It describes some of the codes like the one I saw this AM (Result Code 88-779----which apparently isn't as happy as it sounds:

*"Your receiver is connected to DIRECTV via the Internet" Result Code 88-xxx"
Probable Cause:*

*The receiver can successfully connect to the Internet, but cannot connect to the DIRECTV server.*
*Access to port 8080 is being blocked at the customer's router*
*The DIRECTV server is experiencing possible connectivity issues.*
*Agent Action:*

*On the receiver, run Restore Defaults, Connect Now*
*If still getting result code 87, wait a couple of minutes and rerun Restore Defaults, Connect Now again.*
*If not successful, advise customer to verify their router is not blocking port 8080.*
*Technician Action:*

*Customer needs to verify that their router is not blocking Port 8080.*
*Make sure firewall applications are correctly configured to allow connections on the desired port. For testing purposes, fully disable all firewalls, including the Windows firewall, and try again. (Make sure to re-enable all firewalls when you have determined the problem).*
*Try using another Router.*
*If unsuccessful, escalate to DIRECTV.*

I guess I"m going to have to check if this status is the same on ALL of my receivers (including the ones that are functioning properly with the GenieGo) when I get a chance...... :hair:


----------



## peds48 (Jan 11, 2008)

JAYPB said:


> *"Your receiver is connected to DIRECTV via the Internet" Result Code 88-xxx"*


Actually, what you describe is what 87-XXX code stands for. 88 means a full (successful) connection to DirecTV® servers


----------



## nuspieds (Aug 9, 2008)

peds48 said:


> Actually, what you describe is what 87-XXX code stands for. 88 means a full (successful) connection to DirecTV® servers


I get 88-55 on my HR24 yet after my red-button reset of the GG, as expected, it transcoded one show (1 hr) and then all remaining shows in the queue are all "Waiting to prepare." So the 88 means nothing in my case.
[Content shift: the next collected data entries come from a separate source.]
PR #3004, opened 2018-04-10
Shape detection: fix undocumented breaking change

sgiraudot:
## Summary of Changes

`Efficient_RANSAC_traits` was renamed `Shape_detection_traits`, but this breaking change was not documented and no backward-compatibility was provided.

This PR:
- updates `CHANGES.md`
- reintroduces back the class with the old name along with a deprecated warning

## Release Management

### DIFF
--- a/Installation/CHANGES.md
+++ b/Installation/CHANGES.md
@@ -144,6 +144,9 @@ Release date: April 2018
 
 ### Point Set Shape Detection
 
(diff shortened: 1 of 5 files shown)


lrineau:
That also means that the deprecated name is not tested either. Deprecated code should be tested.

sgiraudot:
I added a test for the deprecated class.

PR #3019, opened 2018-04-13
Polyhedron demo: Fix reload item

### LINKED ISSUE #3017: Reload with empty file makes the 3D demo segfault
Load a polylines.txt file with e.g. `2 0 0 0 0 0 1`, clear it, reload the item --> the demo segfaults.

maxGimeno:
## Summary of Changes
In the function that reloads an item, it is expected that the file is the same and that loadItem() won't fail. But if the file has been epmtied, for example, or has simply become invalid, then the returned item is NULL and the demo segfault. 
This adds a simple test that returns the function if that occurs, after a warning box is prompted to explain the situation.
## Release Management
* Issue(s) solved (if any): fix #3017


Polyhedron/demo/Polyhedron/MainWindow.cpp
```diff
@@ -909,7 +909,14 @@ void MainWindow::reloadItem() {
     QFileInfo fileinfo(filename);
 
     CGAL::Three::Scene_item* new_item = loadItem(fileinfo, fileloader);
-
+    if(!new_item)
+    {
+      QMessageBox::warning(this, tr("Cannot reload item %1:"),
+                           tr("It seems the original file "
+                              "has been altererd and is now empty.\n"
```
MaelRL: typo

lrineau:
Actually, I wonder why the polylines loader returns the null pointer when the file in empty. It should return an empty item.

maxGimeno:
AFAIK, they all  return the null pointer. It is easier to detect when
loadaing failed, I guess.

2018-04-13 14:42 GMT+02:00 Laurent Rineau <notifications@github.com>:

maxGimeno:
I misunderstood your remark. It is the MainWindow that checks if the file is empty before trying to load.

lrineau:
The code of the load function for polylines is that one:
https://github.com/CGAL/cgal/blob/eb75474b23aecc01e5dccdfc1621e33d9e238361/Polyhedron/demo/Polyhedron/Plugins/IO/Polylines_io_plugin.cpp#L94-L142

In my opinion, the line
```c++
if(counter == 0) return 0; 
```
is wrong: if the file is empty, then the load should return an empty polylines item.

And similarly, if one loads an empty file, then `MainWindow::loadItem` should not return `0` but an empty item of the right type.

maxGimeno:
It is the same for ALL of the IO plugins, because  most of the IO functions return false if the file is empty.

lrineau:
I still think that is an error. If that error is in all our plugins, then that is worse.

If that is not obvious, then maybe we should discuss that matter with the other users of the demo.

@CGAL/geometryfactory When a file is empty, should the loading fail (with a popup), or should it create a new item with 0 elements?

sloriot:
A popup sounds better to me (if it does not make the demo crashing if the arguments are passed on the command line).

lrineau:
The popup also prevents the use of Qt Scripts...

lrineau:
This PR is still marked under discussion. It has not been changed for 6 weeks. What do we do with it? Postpone to 4.14?

maxGimeno:
@CGAL/geometryfactory up: Loading an empty file, should it create an empty item or fail with a pop-up ? Please comment.

sloriot:
Pop up: file empty

afabri:
or just a message

lrineau:
In my opinion it should create an empty item. And not a popup (because that would block scripts). Maybe display a warning message in the console. But anyway, it should create the empty item.

sloriot:
With the scenario of @lrineau  I agree with the empty file solution.

maxGimeno:
Ok, but whatever I do, an empty PLY file will be very tricky to handle. If the file is empty there is no way to know if it is a point set or a mesh that is expected. Even a reloading will be dangerous.

Three/include/CGAL/Three/Three.h
```diff
@@ -48,6 +48,21 @@ class THREE_EXPORT Three{
...
+   */
+  virtual void information(QString) = 0;
+  /*!
+   * Displays a blue text preceded by the mention "WARNING :".
+   */
+  virtual void warning(QString) = 0;
+  /*!
+   * Displays a red text preceded by the mention "ERROR :".
+   */
+  virtual void error(QString) = 0;
```
lrineau: Now the interface class `Message_interface` should be removed.

maxGimeno: That would require the modification of all the plugins, and the modification of the API of the polyhedron_demo_plugin_interface.

lrineau: Then I do not understand why you have added those three virtual function to `Three`. `MainWindow` already derives from `Message_interface` and now, for example, `MainWindow` has two virtual function named `information`.

Instead, make `Three` derives from `Message_interface`, and remove the direct derivation to it from `MainWindow`.

Actually, the whole thing about `Three::Three` seems wrong.
1. `MainWindow` derives from `Three`.
2. `MainWindow` has a `Three*` as data member.
3. `Three::Three` was supposed to be a class with only static members.

maxGimeno: 3. : The probleme here is addDockWidget(), which is an enhancement for the original qmainwindow::addDockWidget(), but is not used yet. I think it is ultimately  supposed to replace the one from plugin_helper.

maxGimeno: I don't think it is possible to make those 3 functions static. They need access to member functions from MainWindow (not QMainWindow).

lrineau: As soon as the `MainWindow` object is supposed to be a singleton, then those functions can be implemented as static ones. That is similar to `qDebug()`.

maxGimeno: done.

maxGimeno:
The last warning I don't have locally.

Polyhedron/demo/Polyhedron/Three.cpp
```diff
@@ -130,3 +128,16 @@ void Three::autoConnectActions(Polyhedron_demo_plugin_interface *plugin)
              action->objectName().toUtf8().data());
   } // end foreach action of actions()
 }
+
+void Three::s_information(QString s)
```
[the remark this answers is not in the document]
maxGimeno: s stands for static, and I added it to avoid conflicts with the MainWindow implementation, as it inheritates Three and Message_interface. I figured it was better if the names differed.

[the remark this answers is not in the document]
lrineau: Yet those names are ugly. We need to find a solution.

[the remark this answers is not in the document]
maxGimeno: we could rename the ones from message_interface, as they shouldn't appear anymore. Something like message_warning() etc. And keep warning() for the static functions of Three.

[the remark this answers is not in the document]
lrineau: That is a good solution. Thanks.

maxGimeno:

maxGimeno:
Careful with #3617 , they are not compatible. One of the two should be merged in master first and then the other one should be adapted.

As a desperate move, I even bought a new network cable today...of course, no change. I'm totally convinced it's the 0x0884 firmware that came on 07/01 because everything was working perfectly fine until just recently.


----------



## peds48 (Jan 11, 2008)

nuspieds said:


> So the 88 means nothing in my case.


Of course it means a lot. It means that your receiver is successfully connected to DirecTV®


----------



## nuspieds (Aug 9, 2008)

peds48 said:


> Of course it means a lot. It means that your receiver is successfully connected to DirecTV®


Context was implied...I do not have any Whole-Home or other standard viewing issues; only GG to my HR24 is problematic and receiving 88-XX status codes is insignificant in that my one and only problem still exists.


----------



## peds48 (Jan 11, 2008)

nuspieds said:


> Context was implied...I do not have any Whole-Home or other standard viewing issues; only GG to my HR24 is problematic and receiving 88-XX status codes is insignificant in that my one and only problem still exists.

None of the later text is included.